---------- Provided material
PR #71, opened 2016-01-21
Improve log command

### LINKED ISSUE #48: With hours > 9, log output doesn't line up
An example from me, forgetting to stop my timer last night:

        f9b1aa1  16:24 to 16:25     01m 13s               watson  [personal, floss]
        d59db15  16:25 to 07:23  14h 57m 45s               watson  [personal, floss]

I would have expected to see

        f9b1aa1  16:24 to 16:25      01m 13s               watson  [personal, floss]
        d59db15  16:25 to 07:23  14h 57m 45s               watson  [personal, floss]

Given that there are 168 hours in a week, even disallowing for overlap in theory someone *could* have 100 hours one task, and up to 68 hours distributed over the rest of their time.

Though I guess technically you could get the log for *more* than a week, so perhaps the correct thing to do here would be something like `len(str(days * 24))` to get the format width specifier (and I guess +1, for the 'h' field)

jmaupetit:
* Fix #48 (frame duration alignment when it spans more than 9h)
* Add daily total (pretty neat). Thank @themouette for the suggestion!

### DIFF
--- a/watson/cli.py
+++ b/watson/cli.py
@@ -527,7 +527,7 @@ def log(watson, from_, to, projects, tags):
         lines.append(style('date', "{:dddd DD MMMM YYYY}".format(day)))
 
         lines.append('\n'.join(
-            '\t{id}  {start} to {stop}  {delta:>10}  {project}  {tags}'.format(
+            '\t{id}  {start} to {stop}  {delta:>11}  {project}  {tags}'.format(
                 delta=format_timedelta(frame.stop - frame.start),
                 project=style('project',
                               '{:>{}}'.format(frame.project, longest_project)),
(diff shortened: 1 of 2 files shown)


watson/cli.py
```diff
@@ -524,10 +524,21 @@ def log(watson, from_, to, projects, tags):
         frames = sorted(frames, key=operator.attrgetter('start'))
         longest_project = max(len(frame.project) for frame in frames)
 
-        lines.append(style('date', "{:dddd DD MMMM YYYY}".format(day)))
+        daily_total = reduce(
+            operator.add,
+            (frame.stop - frame.start for frame in frames)
+        )
```
k4nar: :+1:

k4nar:
LGTM :+1:

PR #76, opened 2016-01-26
Fix handling exception

dblN:
The codes inside `else` are executed if no exception throws in `try`. If I get it right, these lines are expected to catch any exception other than `IOError` and `ValueError`. So, I replace `else` with `except`.

### DIFF
--- a/watson/watson.py
+++ b/watson/watson.py
@@ -87,9 +87,11 @@ class Watson(object):
                 raise WatsonError(
                     "Invalid JSON file {}: {}".format(filename, e)
                 )
-        except:
+        except Exception as e:
             raise WatsonError(
-                "Impossible to open JSON file in {}".format(filename)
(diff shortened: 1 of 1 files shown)


k4nar:
Indeed, nice catch! However, I think we should have `except Exception as e` and print the exception in the message. Because if we get there, it's because we have some nasty error. I's not because the file is inaccessible or is not a valid JSON file, so it must be more like an alien attack or something :) .

dblN:
@k4nar ok. then, something like this?
```python
...
except Exception as e:
    raise WatsonError(
        "Unexpected error while loading JSON file {}: {}".format(filename, e)
    )
...
```

k4nar:
Yes exactly :) .

k4nar:
Thanks :+1: !

PR #80, opened 2016-02-06
[WIP] Add tests for the cli

jmaupetit:
Preliminary work on #5 that should fail due to [`WatsonError` monkey patching in `cli.py`](https://github.com/TailorDev/Watson/blob/cli-tests/watson/cli.py#L57). Still searching how to fix this smartly. Any help/advice would be appreciated.


willdurand:
:+1:

PR #84, opened 2016-02-09
Fix watson directory

jmaupetit:
As suggested by @SpotlightKid


k4nar:
Oh yeah sorry about that, I'm always a bit confused about the behavior of `.get` and `.pop`.

jmaupetit:
My bad. I have added a test for this.

willdurand:
:+1:

PR #91, opened 2016-02-20
Require "pytest-runner" as development dependency

loonies:
Requiring "pytest-runner" as an install dependency adds unnecessary
bloat to the end user package. Instead, only development build should
require "pytest-runner" as a dependency.

### DIFF
--- a/requirements-dev.txt
+++ b/requirements-dev.txt
@@ -9,4 +9,5 @@ flake8
 mock<=1.0.1
 pytest
 pytest-datafiles
+pytest-runner
 tox
--- a/requirements.txt
+++ b/requirements.txt
@@ -1,4 +1,3 @@
 arrow
 click
-pytest-runner
 requests


willdurand:
> I think you are right: we should remove dependencies for tests in a typical stand alone installation

:+1:

jmaupetit:
@k4nar ready to be merged?

willdurand:
Also, it would be nice to upgrade `mock`

loonies:
On an unrelated note, what's the usage of the `-r` option in the [requirements-dev.txt][1] file?

    -r requirements.txt

It is skipped in the [setup.py][2] file.

    if line.startswith(('#', '-r', '--')):
        continue

[1]: https://github.com/TailorDev/Watson/blob/00e22acaa416483dced8e9ce12fe312ee56e8f9e/requirements-dev.txt#L1
[2]: https://github.com/TailorDev/Watson/blob/00e22acaa416483dced8e9ce12fe312ee56e8f9e/setup.py#L28-L29

k4nar:
@loonies : it means "install this requirements file", so you can only do `pip install -r requirements-dev.txt` and it will install all the requirements.

@jmaupetit : It's good for me, I don't know why it wasn't already like that.

loonies:
Thanks, I've found more info in the _pip_ documentation.

k4nar:
@jmaupetit : Is there still any pending question or can we merge it ?

jmaupetit:
LGTM

PR #92, opened 2016-02-21
[WIP] Add zsh completion

gdetrez:


jmaupetit:
Thank you for this! Can you please update the documentation (see: http://tailordev.github.io/Watson/#command-line-completion)?

k4nar:
From [this wiki page](http://zshwiki.org/home/convert/bash) I understand that ZSH is able to use Bash completion functions. Wouldn't that be simpler (if possible of course)?

gdetrez:
@jmaupetit Sure. I'll try to do it this week

@k4nar I didn't know about this, thanks for the tips.

I tried it and the answer is *nja* (whitch is Swedish for "kind-of maybe but not really" :stuck_out_tongue_winking_eye:): It works, but it is a bit limited.

For instance, here's what I get when completing commands with the bash completion function:
selection_009
Compared to what the native completion does:
selection_007

Perhaps more useful with frame ids:
selection_010
selection_008

jmaupetit:
@gdetrez your implementation of Watson's completion makes me want to switch to zsh :smile_cat: I think we need to have comparable features/displays with bash completion.

molovo:
Really nice work @gdetrez, much simpler than the one I had written.

I am getting an issue though autocompleting frames within the `edit` and `remove` commands. First, I didn't have `jq` installed, so can we please make sure that this dependency is well documented, or find a way to display the list of frames without dates if `jq` isn't installed? Since installing `jq` though, I'm getting the following error:

```
_values:compvalues:10: not enough arguments
jq: error: Could not open file .config/watson/frames: No such file or directory
```

What is this file?

gdetrez:
@molovo thanks for the feedback

I noticed the missing '+' and fixed it but haven't updated the branch yet.

The path to the frame file should be absolute (also fixed in my local copy) but the dependency on `jq` might be a problem. It might be possible to make it optional: if you don't have `jq` it only shows you the tags (like the bash completion) but if you have it, you see the nice annotations as well.

gdetrez:
I'll try to push my changes when I get home tonight

gdetrez:
Sorry for the delay. I pushed my fixes and added the following  caching.

@molovo: Thanks for the idea, I didn't realize zsh had a caching mechanism built-in :heart:. Can you try again and check that it works now? It should also gracefully fall back on using `watson frames` if `jq` is not installed.

gdetrez:
@jmaupetit I have now updated the documentation.

BTW I'm not sure the completion system in bash can do that but in any case you should definitively give zsh a try :heart_eyes_cat:.

molovo:
Very close, projects and tags working very nicely, but I still can't get frames to autocomplete. What should I put in the frames file?

molovo:
Nevermind, I found the frames file. Frame completion is working really well, nice and responsive now you've added caching. Nice work.

Cheeky request, and might not be possible, but how easy would it be to sort the frames by date, and possibly remove the T and Z from the timestamp to improve readability.

gdetrez:
> Nevermind, I found the frames file. Frame completion is working really well, nice and responsive now you've added caching. Nice work.

@molovo Do you mean that the `frames` file is in a different location on your machine?

> Cheeky request, and might not be possible, but how easy would it be to sort the frames by date, and possibly remove the T and Z from the timestamp to improve readability.

I think jq has some sorting functions so I can take a look.

jmaupetit:
Thank you guys! Please ping us when it's ready for a final review.

molovo:
Yeah, on OSX it's at `~/Library/Application\ Support/watson/frames`. This is set by the `$WATSON_FOLDER` env variable, so might be worth checking for that? Once I set `WATSON_FOLDER=~/.config/watson` the completion worked fine.

jmaupetit:
@molovo The env var is `WATSON_DIR`, see: http://tailordev.github.io/Watson/user-guide/configuration/#application-folder

molovo:
@jmaupetit you are right, just finger trouble :)

jmaupetit:
For `zsh` n00bs like me, please add something like the following to the documentation:

```zsh
# Make sure that your .zshrc enables compinit
autoload -Uz compinit && compinit
```

jmaupetit:
Thx @gdetrez !

gdetrez:
I have now changed the way the frames are completed: I use the output of `watson log` instead of parsing the frame files with `jq`. This means that it now only completes the frames that are shown in the default log (one week here but might be configurable?). My guess is that this is what one would want after using watson for a while, but I might be wrong...  I think it is the most usable version so far.

I even made a screencast :laughing: 

[asciicast](https://asciinema.org/a/bhnzkuu6vl9560rgxcni8yhum)

The only problem that remains is getting the correct path to the frame file. I added support for the WATSON_DIR variable but that'll only work if the user has set it explicitely. @jmaupetit is there a portable way to get the default watson directory?

k4nar:
Wow that looks absolutly amazing! Great work!

> is there a portable way to get the default watson directory?

If `WATSON_DIR` is not defined, the path depends on the platform:
- MacOSX: ~/Library/Application Support/watson/config
- Windows: C:\Users\<user>\AppData\Local\watson\config
- Linux: ~/.config/watson/config

molovo:
:+1: :+1: :+1: That is an awesome enhancement @gdetrez. Really nice work

jmaupetit:
:+1: Great! @gdetrez you made me switch to zsh :heart:

gdetrez:
Thanks @k4nar. I added some more tests to guess the correct directory when on OSX. @molovo  can you try and see if it works?

Maybe it would make sens at some point if watson itself could output the directory, like for config values.

gdetrez:
@molovo thanks!

@jmaupetit  :tada:

watson.zsh-completion
```diff
@@ -0,0 +1,180 @@
...
+    'report:Display a report of the time spent on each...'
+    'restart:Restart monitoring time for a previously...'
+    'start:Start monitoring time for the given project.'
+    'status:Display when the current project was started...'
+    'stop:Stop monitoring time for the current project.'
+    'sync:Get the frames from the server and push the...'
+    'tags:Display the list of all the tags.'
+  )
+  _describe -t commands 'commands' commands "$@"
+}
```
k4nar: Is it possible to move this block in the top of the file, in order to ease the maintenance (when we add a command for instance) ?

molovo:
I'm getting some nasty completion options when trying to complete frames. Looks like the output of some usage text:

[asciicast](https://asciinema.org/a/0zdxir62a72fv7e5tyu4fgppd)

I'll keep looking into it.

watson.zsh-completion
gdetrez: Done

gdetrez:
@molovo That's strange. What's your zsh version?

molovo:
@gdetrez 5.2

watson.zsh-completion
```diff
@@ -0,0 +1,186 @@
...
+
+
+# ~~~ LOCATING THE FRAMES FILE ~~~~~~~~~~~~~~~~~~~~~~~~~~~~~~~~~~~~~~~~~~~~~~~
+if [[ -n "$WATSON_DIR" ]]; then
+  _watson_frame_file=${WATSON_DIR}/frames
+elif [[ "$OSTYPE" =~ "^darwin" ]]; then
+  _watson_frame_file=${HOME}/Library/Application Support/frames
+else
+  _watson_frame_file=${HOME}/.config/watson/frames
+fi
```
k4nar: I really think this is the way to go. An alternative would be to get the output of `EDITOR=echo watson config -e` but that a ugly hack imo.

gdetrez: Ok, well I'll leave it like this then.

gdetrez:
@molovo 5.1.1 here. I tried 5.2 and it works too. Maybe a configuration difference? Can you try with a blank config?

molovo:
Tried that, with no .zshrc at all I still get the same thing. Might be a mac-specific issue, I'll keep playing.

molovo:
Any chance you could let me know the ZSH completion options you have enabled?

loonies:
Note to myself: Update PKGBUILD

molovo:
@gdetrez I've managed to get a version of the `_watson_frames` completion function working on OSX. See my version [here](https://github.com/molovo/Watson/commit/b44bf41b3f84c1c5e738fffc4858da7d0f9ad628#diff-c3c677cb425905ad04a0af27a68e96efR120). Should just be a drop-in replacement for the `_watson_frames` function in your file.

gdetrez:
I rebased on master and added your version of `_watson_frames` slightly modified to show the frame IDs. @molovo can you check that it still works in your zsh?

molovo:
Yep, looking good :)

docs/index.md
```diff
@@ -78,8 +78,23 @@ $ python setup.py install
 
 ### Command line completion
 
+#### Bash
+
 If you use a Bash-compatible shell, you can install the `watson.completion` file from the source distribution as `/etc/bash.completion.d/watson` - or wherever your distribution keeps the Bash completion configuration files. After you restart your shell, you can then just type `watson` on your command line and then hit `TAB` to see all available commands. Depending on your input, it completes `watson` commands, command options, projects, tags and frame IDs.
 
+#### ZSH
+
+If you use zsh, copy the file `watson.zsh-completion` somewhene in your
```
jmaupetit: typo: somewhe**R**e

gdetrez:
Sorry, I forgot to push the typo fix. @jmaupetit I think this is ready for the final review :smile_cat:.
(still using zsh? :wink:)

jmaupetit:
Yep, I am still in love with zsh. Thank you for this!

PR #96, opened 2016-02-23
Add basic ZSH completion

molovo:
Doesn't quite cover all bases yet, but it's a pretty good start.

Adds completion for:
  - All options and commands
  - Frames on the `edit` and `remove` commands
  - Projects and tags (with the preceding +) on the `start` command
  - Options on the `log` and `report` commands (including tag and project completion for those options)

Happy to add any other completions if you think I've missed anything important.

### DIFF
--- a/watson.zsh-completion
+++ b/watson.zsh-completion
@@ -1,0 +1,122 @@
+#compdef watson
+
+_watson() {
+  local curcontext="$curcontext" state line
+  local commands projects tags options
+  typeset -A opt_args
+
+  if ([[ ${+watson_commands} -eq 0 ]] || _cache_invalid watson_commands) \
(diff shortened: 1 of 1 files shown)


molovo:
To use the completion file, just rename `watson.zsh-completion` to `_watson` and place it somewhere in your `$fpath`.

jmaupetit:
Thank you for this @molovo! Have you seen @gdetrez PR #92? Can you join your forces on this? :heart:

molovo:
Ah sorry, I wrote this last week before that pull request was created, and didn't check before submitting. @gdetrez's implementation actually seems to be far more extensive than mine anyway, so I'm inclined to close this and help him out with his.

jmaupetit:
:+1: Thank you for this.

PR #102, opened 2016-02-29
Support JSON output in report command

timofurrer:
Use `--json` switch to change report output from console output to JSON.

### DIFF
--- a/docs/user-guide/commands.md
+++ b/docs/user-guide/commands.md
@@ -326,6 +326,11 @@ You can limit the report to a project or a tag using the `--project` and
 `--tag` options. They can be specified several times each to add multiple
 projects or tags to the report.
 
+You can change to output format by specifing the format via `--format`.
+Available formats are:
+    - rich (console output with human-readable formatted text)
--------------------
*Work instruction:* Although the records may continue, retype only the lines from the first one through the one containing "Given that there", exactly as they appear.

*Solution to this problem:*
PR #71, opened 2016-01-21
Improve log command

### LINKED ISSUE #48: With hours > 9, log output doesn't line up
An example from me, forgetting to stop my timer last night:

        f9b1aa1  16:24 to 16:25     01m 13s               watson  [personal, floss]
        d59db15  16:25 to 07:23  14h 57m 45s               watson  [personal, floss]

I would have expected to see

        f9b1aa1  16:24 to 16:25      01m 13s               watson  [personal, floss]
        d59db15  16:25 to 07:23  14h 57m 45s               watson  [personal, floss]

Given that there are 168 hours in a week, even disallowing for overlap in theory someone *could* have 100 hours one task, and up to 68 hours distributed over the rest of their time.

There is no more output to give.